Problem details => Among the lines of the records, count those containing the word "actually", then give the number alone.

Extracted data Start Marker

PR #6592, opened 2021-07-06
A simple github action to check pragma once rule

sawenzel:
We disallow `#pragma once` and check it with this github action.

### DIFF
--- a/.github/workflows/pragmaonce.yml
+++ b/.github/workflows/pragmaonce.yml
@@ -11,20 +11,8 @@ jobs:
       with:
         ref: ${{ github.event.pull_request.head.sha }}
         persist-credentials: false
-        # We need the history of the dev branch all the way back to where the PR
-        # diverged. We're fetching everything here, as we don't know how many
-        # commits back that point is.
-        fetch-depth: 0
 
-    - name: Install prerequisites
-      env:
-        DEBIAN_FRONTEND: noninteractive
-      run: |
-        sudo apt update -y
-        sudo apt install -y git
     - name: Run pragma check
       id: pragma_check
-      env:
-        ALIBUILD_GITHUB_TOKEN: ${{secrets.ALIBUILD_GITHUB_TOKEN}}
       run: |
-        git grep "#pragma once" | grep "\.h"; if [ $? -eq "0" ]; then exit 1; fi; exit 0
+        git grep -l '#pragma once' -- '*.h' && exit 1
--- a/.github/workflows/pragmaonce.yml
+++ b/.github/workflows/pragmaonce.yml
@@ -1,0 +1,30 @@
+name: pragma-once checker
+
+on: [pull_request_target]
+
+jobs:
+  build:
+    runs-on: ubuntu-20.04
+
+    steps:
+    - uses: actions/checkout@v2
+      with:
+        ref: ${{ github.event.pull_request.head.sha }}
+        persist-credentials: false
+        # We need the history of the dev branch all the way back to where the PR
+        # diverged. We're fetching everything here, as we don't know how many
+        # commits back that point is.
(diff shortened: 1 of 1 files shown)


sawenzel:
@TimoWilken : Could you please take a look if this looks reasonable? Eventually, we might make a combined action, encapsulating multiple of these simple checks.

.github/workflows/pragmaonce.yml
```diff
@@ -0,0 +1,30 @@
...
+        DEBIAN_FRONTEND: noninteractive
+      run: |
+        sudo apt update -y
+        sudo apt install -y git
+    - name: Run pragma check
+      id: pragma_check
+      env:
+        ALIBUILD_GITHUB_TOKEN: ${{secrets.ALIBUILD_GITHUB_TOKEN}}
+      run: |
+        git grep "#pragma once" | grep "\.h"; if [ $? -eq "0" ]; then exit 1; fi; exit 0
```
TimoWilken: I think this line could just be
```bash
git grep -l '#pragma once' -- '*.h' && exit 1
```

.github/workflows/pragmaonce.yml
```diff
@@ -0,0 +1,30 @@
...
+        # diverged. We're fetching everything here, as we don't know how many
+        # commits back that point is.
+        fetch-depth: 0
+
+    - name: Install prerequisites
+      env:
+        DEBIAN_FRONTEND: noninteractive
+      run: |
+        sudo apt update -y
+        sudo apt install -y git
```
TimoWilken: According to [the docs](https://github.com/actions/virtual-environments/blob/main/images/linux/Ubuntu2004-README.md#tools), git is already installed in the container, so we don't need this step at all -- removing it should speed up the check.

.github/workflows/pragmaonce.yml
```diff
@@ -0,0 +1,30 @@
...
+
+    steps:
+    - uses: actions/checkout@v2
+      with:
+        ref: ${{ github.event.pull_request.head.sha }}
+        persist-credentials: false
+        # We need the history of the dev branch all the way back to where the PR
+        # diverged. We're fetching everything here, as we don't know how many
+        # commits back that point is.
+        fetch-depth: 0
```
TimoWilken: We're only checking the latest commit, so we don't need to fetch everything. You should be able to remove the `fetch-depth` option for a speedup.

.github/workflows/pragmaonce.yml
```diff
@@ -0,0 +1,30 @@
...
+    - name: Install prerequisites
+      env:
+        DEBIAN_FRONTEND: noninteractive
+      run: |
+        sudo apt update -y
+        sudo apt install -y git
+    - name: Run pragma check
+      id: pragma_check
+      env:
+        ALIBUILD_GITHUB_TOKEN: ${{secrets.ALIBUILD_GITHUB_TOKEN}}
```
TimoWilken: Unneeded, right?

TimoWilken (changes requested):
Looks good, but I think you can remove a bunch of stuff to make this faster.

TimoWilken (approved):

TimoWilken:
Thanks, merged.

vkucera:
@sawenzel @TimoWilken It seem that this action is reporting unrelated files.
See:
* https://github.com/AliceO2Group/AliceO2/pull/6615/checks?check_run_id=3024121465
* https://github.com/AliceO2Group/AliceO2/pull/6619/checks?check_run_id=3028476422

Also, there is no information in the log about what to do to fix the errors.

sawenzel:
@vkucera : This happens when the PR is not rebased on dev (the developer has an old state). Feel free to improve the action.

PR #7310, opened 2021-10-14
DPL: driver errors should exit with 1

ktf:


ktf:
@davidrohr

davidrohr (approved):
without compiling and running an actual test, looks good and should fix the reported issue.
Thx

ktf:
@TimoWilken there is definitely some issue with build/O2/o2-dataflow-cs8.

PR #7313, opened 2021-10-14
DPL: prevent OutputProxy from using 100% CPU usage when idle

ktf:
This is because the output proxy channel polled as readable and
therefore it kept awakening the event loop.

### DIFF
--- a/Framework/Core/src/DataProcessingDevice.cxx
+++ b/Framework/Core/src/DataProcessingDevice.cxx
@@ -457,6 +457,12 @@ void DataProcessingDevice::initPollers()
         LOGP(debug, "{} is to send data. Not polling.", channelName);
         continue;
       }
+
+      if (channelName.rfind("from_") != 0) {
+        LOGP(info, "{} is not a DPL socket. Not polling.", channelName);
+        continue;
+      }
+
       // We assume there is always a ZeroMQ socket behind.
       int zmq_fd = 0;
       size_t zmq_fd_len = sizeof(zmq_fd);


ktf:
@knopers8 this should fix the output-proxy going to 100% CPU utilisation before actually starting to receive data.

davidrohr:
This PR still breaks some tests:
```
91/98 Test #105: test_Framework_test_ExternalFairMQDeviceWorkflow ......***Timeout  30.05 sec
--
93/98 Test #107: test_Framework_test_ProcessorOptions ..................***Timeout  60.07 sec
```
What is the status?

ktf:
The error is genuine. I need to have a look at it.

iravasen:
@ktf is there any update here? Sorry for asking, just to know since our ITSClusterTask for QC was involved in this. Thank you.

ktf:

Extracted data End Marker
Extracted data Start Marker

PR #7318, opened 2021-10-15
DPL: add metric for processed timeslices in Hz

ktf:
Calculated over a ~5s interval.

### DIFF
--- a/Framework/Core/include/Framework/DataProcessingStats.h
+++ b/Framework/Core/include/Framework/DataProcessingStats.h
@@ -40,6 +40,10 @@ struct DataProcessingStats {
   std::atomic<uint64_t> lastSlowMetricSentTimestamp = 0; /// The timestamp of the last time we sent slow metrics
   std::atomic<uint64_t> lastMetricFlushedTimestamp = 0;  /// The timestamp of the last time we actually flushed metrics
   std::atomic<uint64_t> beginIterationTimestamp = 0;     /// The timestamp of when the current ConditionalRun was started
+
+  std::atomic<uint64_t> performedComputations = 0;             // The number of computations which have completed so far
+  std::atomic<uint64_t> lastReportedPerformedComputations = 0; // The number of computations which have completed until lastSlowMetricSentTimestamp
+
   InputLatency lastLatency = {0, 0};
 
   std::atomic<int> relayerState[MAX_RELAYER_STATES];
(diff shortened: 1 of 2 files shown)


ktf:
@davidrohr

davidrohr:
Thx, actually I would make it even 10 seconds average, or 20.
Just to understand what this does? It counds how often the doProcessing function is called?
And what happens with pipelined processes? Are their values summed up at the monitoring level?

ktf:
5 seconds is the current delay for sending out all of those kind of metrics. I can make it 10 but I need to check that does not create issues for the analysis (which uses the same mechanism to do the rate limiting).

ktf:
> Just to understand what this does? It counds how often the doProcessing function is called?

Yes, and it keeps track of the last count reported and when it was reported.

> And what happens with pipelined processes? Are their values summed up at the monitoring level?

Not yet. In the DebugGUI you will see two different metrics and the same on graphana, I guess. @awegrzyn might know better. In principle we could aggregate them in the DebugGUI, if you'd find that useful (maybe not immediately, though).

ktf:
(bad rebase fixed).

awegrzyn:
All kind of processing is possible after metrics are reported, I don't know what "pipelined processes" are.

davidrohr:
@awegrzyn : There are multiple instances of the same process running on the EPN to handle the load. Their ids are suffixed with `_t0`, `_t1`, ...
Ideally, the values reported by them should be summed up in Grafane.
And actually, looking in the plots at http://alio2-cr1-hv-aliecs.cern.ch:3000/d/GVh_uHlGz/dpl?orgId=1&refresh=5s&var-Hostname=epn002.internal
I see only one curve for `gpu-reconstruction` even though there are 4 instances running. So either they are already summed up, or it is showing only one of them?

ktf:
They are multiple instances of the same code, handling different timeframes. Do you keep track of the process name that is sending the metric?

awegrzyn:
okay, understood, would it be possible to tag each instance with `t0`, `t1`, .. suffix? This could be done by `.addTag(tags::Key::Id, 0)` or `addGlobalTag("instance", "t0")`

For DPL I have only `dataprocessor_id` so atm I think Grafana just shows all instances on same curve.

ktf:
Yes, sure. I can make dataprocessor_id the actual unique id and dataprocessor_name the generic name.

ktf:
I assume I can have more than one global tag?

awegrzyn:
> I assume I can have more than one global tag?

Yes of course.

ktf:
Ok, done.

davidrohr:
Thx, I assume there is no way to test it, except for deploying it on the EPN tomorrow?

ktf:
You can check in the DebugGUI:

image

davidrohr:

Extracted data End Marker

Output for this exercise => 4